BEGIN

PR #161, opened 2023-02-20
[#162] Support for EXPLICIT checkpointing

suranjan:
Code changes to implement EXPLICIT checkpointing on the connector so that when Kafka Connect invokes the `commitOffset()` callback, we can use the same offsets to commit the checkpoint on the server.

For EXPLICIT checkpointing, the following code flow is used:
1. Kafka Connect invokes the callback `commit()` which further invokes `commitOffset(map-of-offsets)` in the Debezium API
2. Both the streaming and snapshot change event source classes maintain a map `tabletToExplicitCheckpoint` which stores the offsets sent by Kafka Connect.
3. So when the connector gets the acknowledgement back by saying that Kafka has received records till certain offset, we update the value in `tabletToExplicitCheckpoint`
4. While making the next `GetChanges` call, we pass the value from the map `tabletToExplicitCheckpoint` for the relevant tablet and hence the server then takes care of updating those checkpointed values in the `cdc_state` table.


src/main/java/io/debezium/connector/yugabytedb/YugabyteDbConsistentStreaming.java
```diff
@@ -279,6 +279,11 @@ beginCountForTablet, message.tablet, new YBPartition(message.tablet),
         }
     }
 
+    @Override
+    public void commitOffset(Map<String, ?> offset) {
```
vrajat, line 283: Is the method required as this function does not have different behaviour to the base class?

src/main/java/io/debezium/connector/yugabytedb/YugabyteDBStreamingChangeEventSource.java
```diff
@@ -659,25 +660,50 @@ protected void maybeWarnAboutGrowingWalBacklog(boolean dispatched) {
...
-        ReplicationStream replicationStream = null; // this.replicationStream.get();
-        final OpId commitLsn = null; // OpId.valueOf((String) offset.get(PostgresOffsetContext.LAST_COMMIT_LSN_KEY));
-        final OpId changeLsn = OpId.valueOf((String) offset.get(YugabyteDBOffsetContext.LAST_COMPLETELY_PROCESSED_LSN_KEY));
-        final OpId lsn = (commitLsn != null) ? commitLsn : changeLsn;
-
-        if (replicationStream != null && lsn != null) {
-            if (LOGGER.isDebugEnabled()) {
-                LOGGER.debug("Flushing LSN to server: {}", lsn);
+        try {
+            LOGGER.info("Committing offsets on server");
```
vrajat, line 664: Will `StreamingChangeEventSource` also use explicit checkpoints? I assumed implicit checkpoints are sufficient in the default mode.

src/main/java/io/debezium/connector/yugabytedb/YugabyteDbConsistentStreaming.java
vaibhav-yb: You're right, I have removed the method.

src/main/java/io/debezium/connector/yugabytedb/YugabyteDBStreamingChangeEventSource.java
vaibhav-yb: It can, that was already on our roadmap of implementing things for the connector. One thing we can do it add a check/flag in the connector to only call this method when the stream is created in the `EXPLICIT` mode on the server side, otherwise we will not be committing any offsets.

src/main/java/io/debezium/connector/yugabytedb/YugabyteDBOffsetContext.java
```diff
@@ -32,7 +34,12 @@
 
 public class YugabyteDBOffsetContext implements OffsetContext {
     public static final String LAST_COMPLETELY_PROCESSED_LSN_KEY = "lsn_proc";
-    public static final String LAST_COMMIT_LSN_KEY = "lsn_commit";
+
+    // TODO: Remove commented area before final merge (commenting because this is not being used)
```
vaibhav-yb, line 38: Note to self: Remove this line.

src/main/java/io/debezium/connector/yugabytedb/YBClientUtils.java
```diff
@@ -247,6 +248,47 @@ public static OpId getOpIdFromGetTabletListResponse(GetTabletListToPollForCDCRes
     return null;
   }
 
+    /**
```
vrajat, line 251: The design of this functions seems convoluted. The ultimate goal is to get CDCStreamInfo. However to get that, a table UUID is required. So two rpc calls are required. Not a perf concern but a convoluted logic concern. Why doest `getDBStreamInfoResponse` return `CDCStreamInfo` as well?

src/main/java/io/debezium/connector/yugabytedb/YBClientUtils.java
```diff
@@ -247,6 +248,47 @@ public static OpId getOpIdFromGetTabletListResponse(GetTabletListToPollForCDCRes
...
+     * Get the {@link CDCStreamInfo} object for the specified configuration. Note that the connector
+     * configuration is just used to extract the stream ID
```
vrajat, line 253: Nit: ConnectorConfig is also used to instantiate the YBClient?

src/main/java/io/debezium/connector/yugabytedb/YugabyteDBOffsetContext.java
```diff
@@ -146,34 +145,20 @@ public static YugabyteDBOffsetContext initialContext(YugabyteDBConnectorConfig c
...
-            result.put(SourceInfo.SNAPSHOT_KEY, true);
-            result.put(SourceInfo.LAST_SNAPSHOT_RECORD_KEY, lastSnapshotRecord);
-        }
-        if (lastCompletelyProcessedLsn != null) {
-            result.put(LAST_COMPLETELY_PROCESSED_LSN_KEY, lastCompletelyProcessedLsn.toSerString());
-        }
-        if (lastCommitLsn != null) {
-            result.put(LAST_COMMIT_LSN_KEY, lastCommitLsn.toSerString());
+
+        for (Map.Entry<String, SourceInfo> entry : this.tabletSourceInfo.entrySet()) {
```
vrajat, line 149: Is this storing lsn for every tablet instead of fields in SourceInfo?

vaibhav-yb: Yes.

vrajat (approved):
Please add a description in the commit and in the code to explain the control flow. A few bullet points are sufficient.

PR #175, opened 2023-03-07
Do not run consistency related tests against stable YB build

vaibhav-yb:
This PR adds the consistency related tests to the list of tests **NOT** to be run against the stable builds (currently 2.16) of YugabyteDB since the server side changes required for them are not present in the relevant 2.16 build being used for testing.

### DIFF
--- a/.github/workflows/sanity-workflow.yml
+++ b/.github/workflows/sanity-workflow.yml
@@ -35,7 +35,7 @@ jobs:
       - name: Sanity Test that code compiles and tests pass.
         env:
           YB_DOCKER_IMAGE: ${{ secrets.YB_DOCKER_IMAGE }}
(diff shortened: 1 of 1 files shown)


vrajat:
@vaibhav-yb should we consider running the github actions in a runner? There is a runner available. It is possible to download and compile the right version of yugabytedb. Also run against all stable versions.

vaibhav-yb:
We can consider that path as well. Currently I have to go and manually update the GitHub secret to point to the latest & correct version for both preview and stable builds.

vrajat (commented):
Minor style suggestion. Is using maven profiles better?

vaibhav-yb:
Closing this since we now have annotation support where we can specify whether to run the build with preview or stable branch.

PR #178, opened 2023-03-07
Test addition and code modification for EXPLICIT checkpointing

vaibhav-yb:
This PR introduces the following changes to the codebase:
1. Addition of a UT to verify the explicit checkpointing behaviour of the connector
2. The `YugabyteDBChangeEventSourceCoordinator` will only call `commitOffsets()` for snapshot iff snapshot is enabled, it will ignore `commitOffsets` for snapshot in case snapshot is not enabled.
3. Fixes a bug in verifying the value for the option of EXPLICIT checkpoint under `YBClientUtils`


vrajat (approved):

vaibhav-yb:
Abandoning this PR as the changes have landed as a part of another PR #179

PR #182, opened 2023-03-14
[#181] Log test names with each test

### LINKED ISSUE #181: Add log to print test names to each test
Today, if we run a test class, then all the tests are run and at the end the list of failed tests is printed. However, let's say something failed in between, then it is not possible to deduce which test failed just by looking at the logs.

To facilitate that, add a log stating that we are starting this particular test now. eg.

```java
public void testSomethingImportant() {
  LOGGER.info("Starting testSomethingImportant");
}
```

vaibhav-yb:
Log test names at the start of every test in order to make debugging easier in case of failures by figuring out the exact test name from the log files.

Closes #181

### DIFF
--- a/pom.xml
+++ b/pom.xml
@@ -59,7 +59,7 @@
         <protobuf.output.directory>${project.basedir}/generated-sources</protobuf.output.directory>
 
         <!-- Test -->
-        <version.junit>5.9.0</version.junit>
+        <version.junit>5.9.2</version.junit>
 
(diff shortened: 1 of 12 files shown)


vrajat (changes requested):
You should instead implement a TestExecutionListener: https://junit.org/junit5/docs/current/user-guide/#running-tests-listeners

vrajat (approved):
Nice! Much cleaner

END

▶ **Problem description**
Every line from the line containing "### LINKED ISSUE" to the last line of the material above must be repeated exactly, and no other line.

▶ **Completed exercise**
### LINKED ISSUE #181: Add log to print test names to each test
Today, if we run a test class, then all the tests are run and at the end the list of failed tests is printed. However, let's say something failed in between, then it is not possible to deduce which test failed just by looking at the logs.

To facilitate that, add a log stating that we are starting this particular test now. eg.

```java
public void testSomethingImportant() {
  LOGGER.info("Starting testSomethingImportant");
}
```

vaibhav-yb:
Log test names at the start of every test in order to make debugging easier in case of failures by figuring out the exact test name from the log files.

Closes #181

### DIFF
--- a/pom.xml
+++ b/pom.xml
@@ -59,7 +59,7 @@
         <protobuf.output.directory>${project.basedir}/generated-sources</protobuf.output.directory>
 
         <!-- Test -->
-        <version.junit>5.9.0</version.junit>
+        <version.junit>5.9.2</version.junit>
 
(diff shortened: 1 of 12 files shown)


vrajat (changes requested):
You should instead implement a TestExecutionListener: https://junit.org/junit5/docs/current/user-guide/#running-tests-listeners

vrajat (approved):
Nice! Much cleaner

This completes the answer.